**Problem description**
Can you write out the whole listing exactly?

**Source data**
Start of Block

Issue #405, opened 2018-01-18
Use native traceback mutation on python 3.7


njsmith:
Since https://github.com/python/cpython/pull/4793 was merged, it looks like traceback objects will support Python-level instantiation and mutation in 3.7. We should use that instead of the current ctypes horrors.

We should also hassle the PyPy devs about implementing this. (In some ways this is even more interesting, because we're more aggressive about dropping support for old PyPy versions.)

davidism:
> We should also hassle the PyPy devs about implementing this.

End of Block

**Answer to the problem**
Issue #405, opened 2018-01-18
Use native traceback mutation on python 3.7


njsmith:
Since https://github.com/python/cpython/pull/4793 was merged, it looks like traceback objects will support Python-level instantiation and mutation in 3.7. We should use that instead of the current ctypes horrors.

We should also hassle the PyPy devs about implementing this. (In some ways this is even more interesting, because we're more aggressive about dropping support for old PyPy versions.)

davidism:
> We should also hassle the PyPy devs about implementing this.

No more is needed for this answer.